Living with a stoma

A stoma, what is it and what does it do? A stoma is an artificial opening in the intestine from which feces or urine comes out. You get a stoma if you can no longer urinate or defecate naturally, or if this is not allowed due to, for example, an operation or an illness. There are different types of stomas. The ileostomy, (small intestine). The colostomy, (large intestine), and the urostomy, (urinary tract).

Living with a stoma.

Many people, especially older people, have to deal with it. A stoma. Many people are uncomfortable with this idea. They don’t dare to talk about it with others, and therefore try to hide it from the outside world. Many people who get a stoma feel different, as if there is something on their body that is not theirs. Of course, it takes a lot of getting used to if you just have a stoma, but if after a few days you notice the benefits of living with a stoma, you will be happy that it exists!

A stoma, why?

There are several reasons why you need a stoma. A colostomy, for example. This is a colon stoma, which you get when you can no longer or are no longer allowed to pass the stool through the natural route. If you have an inflammatory disease or cancer, this may also be a reason to (temporarily) get a colostomy. You will also receive a colostomy if a piece of colon needs to be removed. A colostomy is usually located just below the navel, usually on the left side of the abdomen.
The ileostomy is a small intestinal stoma. You also get this if you can no longer or are no longer allowed to pass the stool through the natural route. An ileostomy is usually used when the colon is removed.
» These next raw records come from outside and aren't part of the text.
Issue #537, opened 2018-01-29
TypeError "cannot read property push of undefined"


tommoor:
## Error in Outline

**TypeError** in **/collections/ffeaa0ce-fb0d-4d12-9140-3589ad961d73**
Uncaught TypeError: Cannot read property 'push' of undefined

[View on Bugsnag](https://app.bugsnag.com/atlas-1/outline/errors/5a6cf784a7e8c60018dfc1c8?event_id=5a6f207568b330001c92764f&i=gh&m=ci)

## Stacktrace

    webpack:///app/menus/CollectionMenu.js:26 - r.onNewDocument

[View full stacktrace](https://app.bugsnag.com/atlas-1/outline/errors/5a6cf784a7e8c60018dfc1c8?event_id=5a6f207568b330001c92764f&i=gh&m=ci)

*Created by Tom Moor via Bugsnag*

tommoor:
I found the cause of this, taking care of it. PR later on this evening.

jorilallo:
__drumroll__

PR #541, opened 2018-01-30
Fixes Collection ... menu not working

tommoor:
The menu in the top right of the collection dashboard was not really working at all. I think we kinda just forgot to finish it off 😬 .

As it needed the logic to import files I refactored that out into it's own lib as it's used in several different places - which also means we can stop passing refs to the dropzone around.

closes https://github.com/outline/outline/issues/537

### DIFF
--- a/app/components/Sidebar/components/Collections.js
+++ b/app/components/Sidebar/components/Collections.js
@@ -76,13 +76,8 @@ type CollectionLinkProps = {
 @observer
 class CollectionLink extends Component {
   props: CollectionLinkProps;
-  dropzoneRef;
 
   @observable menuOpen = false;
-
-  handleImport = () => {
-    this.dropzoneRef.open();
-  };
 
   renderDocuments() {
     const {
@@ -119,7 +114,6 @@ class CollectionLink extends Component {
         collectionId={collection.id}
         activeClassName="activeDropZone"
         menuOpen={this.menuOpen}
-        dropzoneRef={ref => (this.dropzoneRef = ref)}
       >
         <SidebarLink
           key={collection.id}
@@ -139,8 +133,6 @@ class CollectionLink extends Component {
                 collection={collection}
                 onOpen={() => (this.menuOpen = true)}
                 onClose={() => (this.menuOpen = false)}
-                onImport={this.handleImport}
-                open={this.menuOpen}
               />
             </CollectionAction>
           </CollectionName>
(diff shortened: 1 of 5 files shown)


app/components/Sidebar/components/Collections.js
```diff
@@ -132,19 +126,16 @@ class CollectionLink extends Component {
...
-                collection={collection}
-                onOpen={() => (this.menuOpen = true)}
-                onClose={() => (this.menuOpen = false)}
-                onImport={this.handleImport}
-                open={this.menuOpen}
-              />
-            </CollectionAction>
           </CollectionName>
         </SidebarLink>
+        <CollectionAction>
```
tommoor: Had to move this out as the file input doesn't work inside the `SidebarLink` anchor, not a big deal though.

app/menus/CollectionMenu.js
```diff
@@ -39,32 +68,47 @@ class CollectionMenu extends Component {
...
-              Import document
-            </DropdownMenuItem>
-            <DropdownMenuItem onClick={this.onEdit}>Edit…</DropdownMenuItem>
-          </Flex>
-        )}
-        {allowDelete && (
-          <DropdownMenuItem onClick={this.onDelete}>Delete…</DropdownMenuItem>
-        )}
-      </DropdownMenu>
+      <span>
```
tommoor: Ideally we'd use a React 16 array response here, but we need to update the flow definitions for that - I started doing this but it's actually quite a big task to update Flow which we should tackle separately.

app/scenes/Collection/Collection.js
```diff
@@ -133,7 +133,10 @@ class CollectionScene extends Component {
             />
             <Actions align="center" justify="flex-end">
               <Action>
-                <CollectionMenu collection={this.collection} />
+                <CollectionMenu
+                  history={this.props.history}
```
tommoor: This is where we weren't passing `history` before.

app/utils/importFile.js
```diff
@@ -0,0 +1,36 @@
...
+type Options = {
+  file: File,
+  documents: DocumentsStore,
+  collectionId: string,
+  documentId?: string,
+};
+
+const importFile = async (
+  { documents, file, documentId, collectionId }: Options,
+  callback: Document => *
```
jorilallo: Why not return a promise? We dont use callbacks anywhere

tommoor: Because I'm a lazy bum. Will update 😄

PR #554, opened 2018-02-03
Fixes code blocks

tommoor:
There were several different bugs layered on top of each other with code blocks that made this something of a nightmare to figure out:

- `slate-edit-code` plugin depended on only having `code-line` blocks as children however it didn't automatically make this conversion. I [submitted a PR](https://github.com/GitbookIO/slate-edit-code/pull/34) and published the fixes that are relevant to us to my scoped npm.
- `slate-prism` also has a bug that causes the slate edit code normalization not to work on first load if there is a language class set on the block. I've gone ahead and disabled that for now, the default highlighting is still pretty good.
- The combination of the first two made any code blocks after the first appear empty.

### DIFF
--- a/app/components/Editor/components/Code.js
+++ b/app/components/Editor/components/Code.js
@@ -5,37 +5,44 @@ import type { SlateNodeProps } from '../types';
 import CopyButton from './CopyButton';
 import { color } from 'shared/styles/constants';
 
+function getCopyText(node) {
+  return node.nodes.reduce((memo, line) => `${memo}${line.text}\n`, '');
+}
+
 export default function Code({
   children,
   node,
   readOnly,
   attributes,
 }: SlateNodeProps) {
-  const language = node.data.get('language') || 'javascript';
+  // TODO: There is a currently a big in slate-prism that prevents code elements
+  // with a language class name from formatting correctly on first load.
+  // const language = node.data.get('language') || 'javascript';
 
   return (
     <Container {...attributes} spellCheck={false}>
-      {readOnly && <CopyButton text={node.text} />}
-      <Pre className={`language-${language}`}>
-        <code className={`language-${language}`}>{children}</code>
-      </Pre>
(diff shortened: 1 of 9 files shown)


app/components/Editor/components/Code.js
```diff
@@ -5,37 +5,44 @@ import type { SlateNodeProps } from '../types';
 import CopyButton from './CopyButton';
 import { color } from 'shared/styles/constants';
 
+function getCopyText(node) {
```
tommoor: Because `code` now contains individual `code-line` blocks we need to recombine them into a string with line breaks otherwise the copied string will all be on one line

app/components/Editor/components/Code.js
```diff
@@ -5,37 +5,44 @@ import type { SlateNodeProps } from '../types';
...
 }: SlateNodeProps) {
-  const language = node.data.get('language') || 'javascript';
+  // TODO: There is a currently a big in slate-prism that prevents code elements
+  // with a language class name from formatting correctly on first load.
+  // const language = node.data.get('language') || 'javascript';
 
   return (
     <Container {...attributes} spellCheck={false}>
-      {readOnly && <CopyButton text={node.text} />}
-      <Pre className={`language-${language}`}>
```
tommoor: Removed the extra container here

app/components/Editor/components/Code.js
```diff
@@ -5,37 +5,44 @@ import type { SlateNodeProps } from '../types';
...
+}
+
 export default function Code({
   children,
   node,
   readOnly,
   attributes,
 }: SlateNodeProps) {
-  const language = node.data.get('language') || 'javascript';
+  // TODO: There is a currently a big in slate-prism that prevents code elements
```
jorilallo: nit: `big` -> `bug`

tommoor: big bug?

Issue #560, opened 2018-02-04
Increase collections pagination limit


tommoor:
Right now the sidebar will only load a maximum of 15 collections due to the pagination limits, we should ensure it loads all collections.

PR #561, opened 2018-02-04
Increase collections pagination limit

tommoor:
I think this is the pragmatic solution for now but feel free to push back if you don't agree @jorilallo 😄 
Also renamed `fetchAll`, to the more accurate `fetchPage`.

closes https://github.com/outline/outline/issues/560

### DIFF
--- a/app/components/Auth.js
+++ b/app/components/Auth.js
@@ -44,7 +44,7 @@ const Auth = ({ children }: Props) => {
       }
 
       stores.auth.fetch();
-      authenticatedStores.collections.fetchAll();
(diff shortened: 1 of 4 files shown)


jorilallo:
I'm ok for now but ideally we would implement `fetchAll` so it will make calls until there's no more but might have been that the pagination didn't give enough info right now to do that nicely

tommoor:
Yea, it's not IDEAL as it's setup right now - it would be nice to have a total count and / or perhaps the nextPage url should be unset when there are no more pages?

PR #567, opened 2018-02-05
Check for parent document existance

jorilallo:


tommoor:
I saw the related error to this - any idea at all how it could happen?

jorilallo:
@tommoor my guess would be someone testing us. If we see it again, will need to investigate more

Issue #559, opened 2018-02-04
Fix table of contents


tommoor:
We have one, but it's not showing for some reason - I think it's related to when the lazy editor loading was implemented.

PR #570, opened 2018-02-07
Fix TOC

jorilallo:
TOC wasn't rendering on initially because `this.editor` was `null` at render time, and only set later but it won't trigger a re-render.

closes https://github.com/outline/outline/issues/559


enzolutions:
I created documents with h1 and h2, but I don't get a TOC how I could render that?

PR #573, opened 2018-02-07
Renamed Document#atlasId finally

### LINKED ISSUE #530: Rename `atlasId` etc
We still use the legacy "atlas" name for some database fields which should use "collection" instead. For a rainy day cleanup.

jorilallo:
Finally renamed this legacy field name

fixes #530

### DIFF
--- a/server/api/documents.js
+++ b/server/api/documents.js
@@ -20,7 +20,7 @@ router.post('documents.list', auth(), pagination(), async ctx => {
 
   const user = ctx.state.user;
   let where = { teamId: user.teamId };
-  if (collection) where = { ...where, atlasId: collection };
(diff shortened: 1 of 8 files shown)


server/api/documents.js
```diff
@@ -20,7 +20,7 @@ router.post('documents.list', auth(), pagination(), async ctx => {
 
   const user = ctx.state.user;
   let where = { teamId: user.teamId };
-  if (collection) where = { ...where, atlasId: collection };
+  if (collection) where = { ...where, collectionId: collection };
```
tommoor: Now we just need to change the api parameters to match :P

jorilallo: I actually designed the API to omit `Id` postfix, that's why it wasn't there :)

The stool that comes out of the ileostomy is usually loose stool. This is because the stool is no longer thickened in the colon because it has been removed. The ileostomy is usually placed at the end of the small intestine.
And then we have the urostomy , or urostomy. You will have to deal with a urostomy if you can no longer pass urine naturally because the bladder has been removed. With the urostomy, 2 ureters with a piece of small intestine are attached to the abdominal wall.

The collection material.

The stool or urine from the stoma comes into a bag. This should be changed approximately every 1 to 2 days. People who still live at home do this themselves, usually in the bathroom. They will receive an explanation about this from a caregiver/nurse. They tell you how to keep it clean and how to put a new bag on the stoma.
There are different types of collection bags that you can choose from. You can choose between a one-piece system and a two-piece system.
A one-piece collection system consists of a thin skin barrier, to which the bag is already attached. With the exchange it must all be received. So the entire system needs to be replaced. Changing is done 1 to 3 times a day.
With a two-piece collection system, new bags are attached again and again. So you don’t have to replace the entire system, just the bags. There are different systems, you often have to click, stick or clamp the bags . The skin barrier may remain in place for 3 days, and the pouches are changed daily.